§ **What is expected**
Needed from the data below: every line from the one with "I'm looking for" up to and including the one with "- I think I", repeated exactly and with nothing else.

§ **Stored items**
:::
Issue #61, opened 2019-11-05
Support for OpenML Studies


sebhrusen:
As mentioned in https://github.com/openml/automlbenchmark/issues/17 and https://github.com/openml/automlbenchmark/pull/57, now that the benchmark definition file format is very simple, we could create a small script converting [OpenML Studies](https://docs.openml.org/#studies-under-construction) into a benchmark definition to make it easier to manage definitions and maybe as well to upload results.

PGijsbers:
@ja-thomas did you ever manage to upload the full list of tasks we considered previously? If so, what is the study id?

The studies I created are 218 (study - collection of tasks), and 226 (suite - a collection of runs).

PR #155, opened 2020-07-29
Allow an OpenML suite to define tasks of benchmark

PGijsbers:
When specifying the benchmark to run any integer name is interpreted as an openml study.
E.g. `python runbenchmark.py constantpredictor openml/s/218`.

An unnecessary amount of meta-data is still downloaded, which is (mostly) due to openml tasks not having the associated dataset name. 

I'm looking for feedback. For example:
 - Allowing a study id instead of benchmark name seems natural to me, but do you foresee problems? The only thing I can think of is 
 - I think I found the best place to do the conversion, but is there a better spot?
 - I am not entirely sure why the `Namespace` are used, but I simply adopted it. Does this seem reasonable?

Related to #61. However uses the study directly instead of writing to intermediate file. 

If approved I'll add/update docs.

### DIFF
--- a/amlb/benchmarks/file.py
+++ b/amlb/benchmarks/file.py
@@ -1,9 +1,8 @@
 import logging
 import os
-from typing import List
+from typing import List, Tuple, Optional
 
-from amlb.utils import config_load
-
+from amlb.utils import config_load, Namespace
 
 log = logging.getLogger(__name__)
 
@@ -26,9 +25,10 @@ def _find_local_benchmark_definition(name: str, benchmark_definition_dirs: List[
             name, benchmark_definition_dirs))
 
 
-def load_file_benchmark(name: str, benchmark_definition_dirs: List[str]):
+def load_file_benchmark(name: str, benchmark_definition_dirs: List[str]) -> Tuple[str, Optional[str], List[Namespace]]:
+    """ Loads benchmark from a local file. """
     benchmark_file = _find_local_benchmark_definition(name, benchmark_definition_dirs)
     log.info("Loading benchmark definitions from %s.", benchmark_file)
     tasks = config_load(benchmark_file)
     benchmark_name, _ = os.path.splitext(os.path.basename(benchmark_file))
-    return benchmark_name, tasks
+    return benchmark_name, benchmark_file, tasks
--- a/amlb/benchmarks/file.py
+++ b/amlb/benchmarks/file.py
@@ -14,15 +14,13 @@ def _find_local_benchmark_definition(name: str, benchmark_definition_dirs: List[
         return name
 
     for bd in benchmark_definition_dirs:
-        bf = os.path.join(bd, "{}.yaml".format(name))
+        bf = os.path.join(bd, f"{name}.yaml")
         if os.path.exists(bf):
             # We don't account for duplicate definitions (yet).
             return bf
 
     # should we support s3 and check for s3 path before raising error?
-    raise ValueError(
-        "Incorrect benchmark name or path `{}`, name not available in {}.".format(
-            name, benchmark_definition_dirs))
+    raise ValueError(f"Incorrect benchmark name or path `{name}`, name not available in {benchmark_definition_dirs}.")
 
 
 def load_file_benchmark(name: str, benchmark_definition_dirs: List[str]) -> Tuple[str, Optional[str], List[Namespace]]:
--- a/amlb/benchmarks/file.py
+++ b/amlb/benchmarks/file.py
@@ -1,0 +1,34 @@
+import logging
+import os
+from typing import List
+
+from amlb.utils import config_load
+
+
+log = logging.getLogger(__name__)
+
+
+def _find_local_benchmark_definition(name: str, benchmark_definition_dirs: List[str]) -> str:
+    # 'name' should be either a full path to the benchmark,
+    # or a filename (without extension) in the benchmark directory.
+    if os.path.exists(name):
+        return name
+
+    for bd in benchmark_definition_dirs:
+        bf = os.path.join(bd, "{}.yaml".format(name))
+        if os.path.exists(bf):
+            # We don't account for duplicate definitions (yet).
+            return bf
+
+    # should we support s3 and check for s3 path before raising error?
+    raise ValueError(
+        "Incorrect benchmark name or path `{}`, name not available in {}.".format(
+            name, benchmark_definition_dirs))
+
+
+def file_benchmark_to_tasks(name: str, benchmark_definition_dirs: List[str]):
+    benchmark_file = _find_local_benchmark_definition(name, benchmark_definition_dirs)
+    log.info("Loading benchmark definitions from %s.", benchmark_file)
+    tasks = config_load(benchmark_file)
+    benchmark_name, _ = os.path.splitext(os.path.basename(benchmark_file))
+    return tasks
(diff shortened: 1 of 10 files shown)


PGijsbers:
Should I also overload the task specification parameter `-t` to directly run on a task? (Obviously both the benchmark framework and AutoML system must support the task type for a successful run)

runbenchmark.py
```diff
@@ -15,8 +15,8 @@
 parser.add_argument('framework', type=str,
                     help="The framework to evaluate as defined by default in resources/frameworks.yaml.")
 parser.add_argument('benchmark', type=str, nargs='?', default='test',
-                    help="The benchmark type to run as defined by default in resources/benchmarks/{benchmark}.yaml "
-                         "or the path to a benchmark description file. Defaults to `%(default)s`.")
+                    help="The benchmark type to run as defined by default in resources/benchmarks/{benchmark}.yaml, "
+                         "a path to a benchmark description file, or an openml suite ID. Defaults to `%(default)s`.")
```
sebhrusen, line 19: suggestion what about using sth similar to the nifty openml urls:
```bash
# to run the entire openml suite:
python runbenchmark.py gama openml/s/42 

# to run a single openml task (without the need for a yaml definition)
python runbenchmark.py gama openml/t/42 
```
this leaves this parameter open for future extensions, for example to provide easy support for kaggle datasets:
```
python runbenchmark.py gama kaggle/some/dataset
```

sebhrusen: ideally, in future versions, for consistency we could do the same for the benchmark definitions.
Instead of 
```
- name: Airlines
  openml_task_id: 189354
```
have
```
- name: Airlines
   dataset: openml/t/189354

- name: CreditCardFraud
   dataset: kaggle/mlg-ulb/creditcardfraud
```
to be aligned with current support for external files, cf. https://github.com/openml/automlbenchmark/blob/master/examples/custom/benchmarks/filedatasets.yaml

amlb/resources.py
```diff
@@ -165,34 +166,48 @@ def _constraints(self):
...
+            study = openml.study.get_suite(study_id)
+            oml_tasks = [openml.tasks.get_task(tid, download_data=False) for tid in study.tasks]
+            oml_datasets = [openml.datasets.get_dataset(t.dataset_id, download_data=False) for t in oml_tasks]
+            tasks = [Namespace(name=d.name, description=d.description, openml_task_id=t.id) for t, d in zip(oml_tasks, oml_datasets)]
+            hard_defaults = Namespace()
+            benchmark_file = "study_{}".format(study_id)
+        else:
+            benchmark_dir = self.config.benchmarks.definition_dir
+            if not isinstance(benchmark_dir, list):
+                benchmark_dir = [benchmark_dir]
```
sebhrusen, line 190: see my suggestion below, what about decoupling the parsing/task extraction logic in a separate module, so that we can extend easily to support other datasources in the future?

runbenchmark.py
PGijsbers: Just pushed some changes that works towards this refactoring. It's a bit slower than I'm used to since I'm still getting the hang of the infrastructure.

sebhrusen: no one here is in a hurry, are you?
As you started to refactor this, could you please move your new files into a submodule, in a way similar to the `datasets` submodule. I'd suggest sth like `definitions` or `argsparser`,  exposing only your `benchmark_load` for now.

sebhrusen: > Should I also overload the task specification parameter -t to directly run on a task? (Obviously both the benchmark framework and AutoML system must support the task type for a successful run)

Just noticed this comment.
If you follow my previous suggestion, you shouldn't to override this because `-t` doesn't make any sense when calling:
```
python runbenchmark.py gama openml/t/42 
```

If you were asking if we should allow
```
python runbenchmark.py gama openml/s/226 -t helena
```
I think it's necessary anyway for parallelism.
User triggers the entire suite with `python runbenchmark.py gama openml/s/226`, but each ec2 instance for example will run only something like `python runbenchmark.py gama openml/s/226 -t helena -f 3`.

PGijsbers: Both of these options work already (automatically 👍 )

amlb/benchmarks/openml.py
```diff
@@ -0,0 +1,51 @@
...
+    if len(benchmark.split('/')) == 3:
+        domain, oml_type, oml_id = benchmark.split('/')
+        supported_types = ['s', 't']
+
+        valid_id = False
+        try:
+            _ = int(oml_id)
+            valid_id = True
+        except ValueError:
+            pass
```
sebhrusen, line 23:
```suggestion
valid_id = oml_id.isdecimal()
```
should do the job

amlb/benchmarks/openml.py
```diff
@@ -0,0 +1,51 @@
...
+
+        return domain == "openml" or oml_type in supported_types and valid_id
```
sebhrusen, line 25: why do you have a `or` here?
should it not be all `and`?

amlb/benchmarks/file.py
:::
§ **Exercise solution**
I'm looking for feedback. For example:
 - Allowing a study id instead of benchmark name seems natural to me, but do you foresee problems? The only thing I can think of is 
 - I think I found the best place to do the conversion, but is there a better spot?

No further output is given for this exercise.